▶ **To do**:
Set down all the data again. Change nothing.

::::::

PR #1669, opened 2024-02-26
feat: Make the document grammar editable with respect to human titles

dahbar:
For an example document:

```
[DOCUMENT]
TITLE: TestDoc
OPTIONS:
  MARKUP: HTML

[GRAMMAR]
ELEMENTS:
- TAG: REQUIREMENT
  FIELDS:
  - TITLE: UID
    TYPE: String
    REQUIRED: False
  - TITLE: TITLE
    TYPE: String
    REQUIRED: False
  - TITLE: STATEMENT
    TYPE: String
    REQUIRED: False
  - TITLE: CUSTOM_FIELD
    HUMAN_TITLE: Custom Field
    TYPE: String
    REQUIRED: False
  RELATIONS:
  - TYPE: Parent

[REQUIREMENT]
UID: REQ-001
TITLE: Test Document
STATEMENT: Test Statement
CUSTOM_FIELD: Test Field
```

We have the following form:

image

We can edit the human title and after saving, the example document becomes:

```
[DOCUMENT]
TITLE: TestDoc
OPTIONS:
  MARKUP: HTML

[GRAMMAR]
ELEMENTS:
- TAG: REQUIREMENT
  FIELDS:
  - TITLE: UID
    TYPE: String
    REQUIRED: False
  - TITLE: TITLE
    TYPE: String
    REQUIRED: False
  - TITLE: STATEMENT
    TYPE: String
    REQUIRED: False
  - TITLE: CUSTOM_FIELD
    HUMAN_TITLE: Custom Field 2
    TYPE: String
    REQUIRED: False
  RELATIONS:
  - TYPE: Parent

[REQUIREMENT]
UID: REQ-001
TITLE: Test Document
STATEMENT: Test Statement
CUSTOM_FIELD: Test Field
```

### DIFF
--- a/strictdoc/export/html/form_objects/document_grammar_form_object.py
+++ b/strictdoc/export/html/form_objects/document_grammar_form_object.py
@@ -48,11 +48,13 @@ class GrammarFormField:
         self,
         field_mid: str,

::::::

▶ **Expected answer**:
PR #1669, opened 2024-02-26
feat: Make the document grammar editable with respect to human titles

dahbar:
For an example document:

```
[DOCUMENT]
TITLE: TestDoc
OPTIONS:
  MARKUP: HTML

[GRAMMAR]
ELEMENTS:
- TAG: REQUIREMENT
  FIELDS:
  - TITLE: UID
    TYPE: String
    REQUIRED: False
  - TITLE: TITLE
    TYPE: String
    REQUIRED: False
  - TITLE: STATEMENT
    TYPE: String
    REQUIRED: False
  - TITLE: CUSTOM_FIELD
    HUMAN_TITLE: Custom Field
    TYPE: String
    REQUIRED: False
  RELATIONS:
  - TYPE: Parent

[REQUIREMENT]
UID: REQ-001
TITLE: Test Document
STATEMENT: Test Statement
CUSTOM_FIELD: Test Field
```

We have the following form:

image

We can edit the human title and after saving, the example document becomes:

```
[DOCUMENT]
TITLE: TestDoc
OPTIONS:
  MARKUP: HTML

[GRAMMAR]
ELEMENTS:
- TAG: REQUIREMENT
  FIELDS:
  - TITLE: UID
    TYPE: String
    REQUIRED: False
  - TITLE: TITLE
    TYPE: String
    REQUIRED: False
  - TITLE: STATEMENT
    TYPE: String
    REQUIRED: False
  - TITLE: CUSTOM_FIELD
    HUMAN_TITLE: Custom Field 2
    TYPE: String
    REQUIRED: False
  RELATIONS:
  - TYPE: Parent

[REQUIREMENT]
UID: REQ-001
TITLE: Test Document
STATEMENT: Test Statement
CUSTOM_FIELD: Test Field
```

### DIFF
--- a/strictdoc/export/html/form_objects/document_grammar_form_object.py
+++ b/strictdoc/export/html/form_objects/document_grammar_form_object.py
@@ -48,11 +48,13 @@ class GrammarFormField:
         self,
         field_mid: str,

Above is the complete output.